Hochzinsanleihen: Die Party geht weiter
*)Michael Klawitter ist im Floor Research der DekaBank tätig.
Von Michael Klawitter*)
Im ersten Quartal wiesen die meisten Segmente der globalen Anleihemärkte eine negative Performance aus. Steigende Renditen und damit fallende Kurse überwogen im Vergleich zu den eher mageren Kuponerträgen. Im Falle der österreichischen 100-jährigen Staatsanleihe beispielsweise beliefen sich die Kursverluste in den ersten drei Monaten auf über 30 Punkte bei einem Kupon von 0,85%. Auch wenn das Beispiel aufgrund der extremen Laufzeit kaum zu verallgemeinern ist, ist die Tendenz fast überall ähnlich. So verzeichnete der iBoxx-Index für Euroland-Staatsanleihen im ersten Quartal mit einem Rückgang um 2,33% den größten Quartalsverlust seit mehr als 20 Jahren. In Euro denominierte Unternehmensanleihen mit einem Investment-Grade-Rating schlugen sich zwar besser, doch verzeichneten auch sie einen Verlust von 0,76%. Noch stärker fielen die Verluste bei USD-Anleihen aus, da der Anstieg der Renditen ungleich höher war (10 Jahre US-Treasuries +82 BP versus +27 BP bei 10-jähriger Bundesanleihe). So summierte sich der Quartalsverlust bei US-Treasuries auf über 5% und bei USD-Unternehmensanleihen mit Investment-Grade-Rating auf 4%.
Niedrige Volatilität
Der einzige Lichtblick sowohl bei in USD als auch Euro denominierten Anleihen war das Segment der Hochzinsanleihen, also Emissionen mit einem Non-Investment-Grade-Rating. So verzeichnete der Euro Bloomberg High Yield Index in den ersten drei Monaten ein Plus von 1,41% bei bemerkenswert niedriger Volatilität. Der Index lieferte in jedem der drei Monate eine nahezu gleich große positive Performance ab. Trotz des deutlich größeren Renditeanstiegs in den USA blieb bei USD-High-Yield-Anleihen im Quartalsvergleich ein klares Plus von 0,68% übrig (Bloomberg USD High Yield Index).

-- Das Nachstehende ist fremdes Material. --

Issue #230, opened 2016-02-22
Question: should fetch conditions continue processing when fetch is denied?


tmpfs:
At the moment if appears the current fetch condition logic continues to process fetch conditions even when a fetch has been denied by a previous fetch condition.

I have two fetch conditions, the first is denying the fetch, the second is allowing it, shouldn't the fact that the first fetch condition denied it prevent the second fetch condition from being called?

For me this makes support for multiple fetch conditions somewhat unusable as my fetch conditions are doing completely different tasks. Obviously I can just bundle all logic into one fetch condition but then that would make the code very unwieldy :(

What do you think?

tmpfs:
I think the culprit is here:

https://github.com/cgiffard/node-simplecrawler/blob/59c42fac674ce548d37bf916b6b20b125ed2d03b/lib/crawler.js#L770-L773

When I simplify it to:

```
    var fetchDenied = false;
    for (var i = 0; i < crawler._fetchConditions.length; i++) {
        fetchDenied = crawler._fetchConditions[i](parsedURL, queueItem);
        if (fetchDenied === false) {
            break;
        }
    }
```

Then the behaviour is as I would expect.

All the current tests pass with this, would you accept a PR for this?

cgiffard:
Hey, thanks for filing an issue and your PR. 

Simplecrawler's strategy is fetch by default and iteratively exclude — and so fetch conditions are exclusive. If you've got five hundred, and one returns false, the resource will not be fetched.

I've always seen early bailout as more of an optimisation issue (and most people don't seen to have particularly complex fetch conditions) than a UX one, so I'm curious to hear about why this was causing a problem for you.

Your proposed solution might very well be the right one, but it helps to have context. :)

cgiffard:
It also appears that the code /should/ be working for early bailout. Could you provide a test case where it isn't?

tmpfs:
Sure, I understand.

Well my first fetch condition was so solve the strict cross-domain issue (hopping different ports on the same domain) then I wanted to allow users to filter using a `-p | --pattern` regexp pattern, so I implemented the code and tested it thoroughly.

When I went to add that extra fetch condition my `--pattern` filter fetch condition was returning false (correctly) and the second fetch condition was returning true (correctly) hence I figured this was an issue with the fetch condition logic.

By quickly switching the second condition to return `false` my pattern matching fetch condition worked as expected.

tmpfs:
Ha, you are correct - again! :)

[...]

PR #231, opened 2016-02-22
Patch fetchDenied logic.

tmpfs:
So that a fetch condition that returns false prevents any further fetch
conditions from being called.

Note that this code can be simplified further by just calling `return` rather than `break`, I'll update this PR if you think this logic is correct and want to merge.


fredrikekelund:
Thanks for bringing this up! As you concluded in #230, if just one fetch condition returns false, the resource will be avoided. And even though we iterate through each of the remaining entries in the `fetchConditions` array, they aren't actually executed (if a previous one has returned false), so I don't think there's much to gain performance wise here :/

tmpfs:
My bad for not doing the isolation test first, apologies!

Issue #232, opened 2016-02-22
Strange javascript resources


tmpfs:
Just logging this before I filter them out from my crawl:

```
 WARN | 404 http://localhost:3000/assets/js/vendor/%29.revokeObjectURL%28file
 WARN | 404 http://localhost:3000/assets/js/vendor/blob
 WARN | 404 http://localhost:3000/assets/js/vendor/%29.createObjectURL%28blob
```

Generated by this file:

https://github.com/eligrey/FileSaver.js/blob/master/FileSaver.js

It appears to me that possibly this is an error with the discover resources logic for javascript files.

fredrikekelund:
@cgiffard's philosophy has been to keep simplecrawler's discovery mechanism "dumb", with the reasoning that it's better for the crawler to make a few junk requests than for it to miss some stuff. So by default, the `discoverResources` method will pick up some garbage, the idea is to make it easy to replace this logic with more a more advanced discovery function, tailored for the dev's specific needs.

If there is a specific, non-huge improvement to one of the default discoverRegex's, feel free to submit a PR, otherwise, maybe the way to go in your case would be to override the discoverResources method? When I've worked with simplecrawler, I've had a lot of success using cheerio to parse pages and do a more refined extraction of resources!

tmpfs:
Thanks, I just got a feel for that from reading the `base href` issue.

Now I have my pattern matching support in place, it's pretty easy for me to ignore these sorts of things without implementing `discoverResources`.

Cheers for the tip on `cheerio`, looks quite nice :)

Closing as expected behaviour.

tmpfs:
For the record it looks like these patterns:

```
        /\s?url\((["']).*?\1\)/ig,
        /\s?url\([^"'].*?\)/ig,
```

For CSS I imagine, I think we could remove the `i` flag and be safe, it then wouldn't match the junk in this issue and I don't know of anyone that uppercases `url()` in CSS files and likely uppercase is invalid CSS anyhow (I would have to check).

What do you think?

tmpfs:
Spec is quite specific:

https://www.w3.org/TR/CSS2/syndata.html#uri

I know css selectors are case-insensitive but I think we could be safe to remove those `i` flags, @cgiffard - what do you think?

tmpfs:
Just confirmed that removing the `i` flag does indeed prevent those junk requests.

cgiffard:
[...]

PR #233, opened 2016-02-22
Remove case-insensitive flags from css regexp.

tmpfs:
I think this is ok, obviously feel free to correct me! :)


fredrikekelund:
Closing this in accordance with #232

PR #8, opened 2015-01-11
enable ES6 support and make it work with gulp 4.0.0-alpha

geekflyer:
was discussed in https://github.com/gulpjs/gulp/issues/830.

In this PR I did 2 things:

* merged the gulp-cli master into 4.0, where master was 2 ahead of 4.0, because of ES6 support
* renamed the versioned folder from 4.0.0 to 4.0.0-alpha so that the gulp bootstrap also accepts a local pre-release version of gulp (i.e. gulp 4.0.0-alpha)


phated:
Thanks.  I am going to rebase 4.0 onto master instead of ending up with the merge and duplicate commits.  I also added tests for prereleases in phated/semver-greatest-satisfied-range to make sure it supported alpha, etc.

phated:
Updated the 4.0 branch and also fixed the version number in gulp (it wasn't a well formed semver prerelease).  Thanks for catching these.

PR #14, opened 2015-02-10
Added preferGlobal

callumacrae:
Seems like it fits on this repo. https://docs.npmjs.com/files/package.json#preferglobal

### DIFF
--- a/package.json
+++ b/package.json
@@ -23,6 +23,7 @@
   "bin": {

Ausschlaggebend für diese erfreuliche Entwicklung war die Einengung der Credit Spreads bei Hochzinsanleihen, der die Zinsbewegung bei Staatsanleihen und Swaps kompensierte. So verringerte sich für Euro-Hochzinsanleihen seit Jahresanfang der Spread über Swaps um mehr als 50 BP, wovon 44 BP auf das erste Quartal entfielen. In den USA engte sich der Spread über Swaps seit Jahresanfang um über 60 BP ein (52 BP im 1. Quartal). Dementsprechend gingen die Renditen bei Hochzinsanleihen im 1. Quartal sogar zurück und Kursgewinne trugen neben dem Kupon zum positiven Gesamtertrag bei. Mit etwa 2,65% steht die Rendite von Euro-Hochzinsanleihen aktuell auf dem niedrigsten Niveau seit dem Ausbruch der Coronakrise, während in den USA die Rendite mit 4% sogar die Allzeittiefs vom Februar 2021 testet.
Dass sich Credit Spreads auf beiden Seiten des Atlantiks so spektakulär einengten und sich entgegen der Lehrbuchmeinung von der Zinsbewegung abkoppeln konnten, liegt vor allem an der Kombination aus konjunktureller Erholung und der sich auf lange Sicht abzeichnenden weiter unveränderten Leitzinsen in den USA und noch viel mehr in der Eurozone. Unterstützt von positiven Unternehmensberichten drehte in diesem Umfeld in den USA der Ratingtrend bei Non-Investment-Grade-Anleihen im 4. Quartal 2020 und Heraufstufungen der Kreditratings überwogen Herabstufungen. Seither hat diese Entwicklung an Dynamik gewonnen und die Ratingagentur Moody’s hat bei US-Emittenten in diesem Jahr bisher 192 Heraufstufungen des Ratings bei nur 62 Herabstufungen getätigt. In der ersten Jahreshälfte 2020 lag dieses Verhältnis noch bei 808 Herabstufungen zu 150 Heraufstufungen. In der Eurozone sieht das Bild ähnlich aus, auch wenn die Wende beim Ratingtrend angesichts der langsameren konjunkturellen Erholung mit einem Quartal Verzögerung im Vergleich zu den USA einsetzte.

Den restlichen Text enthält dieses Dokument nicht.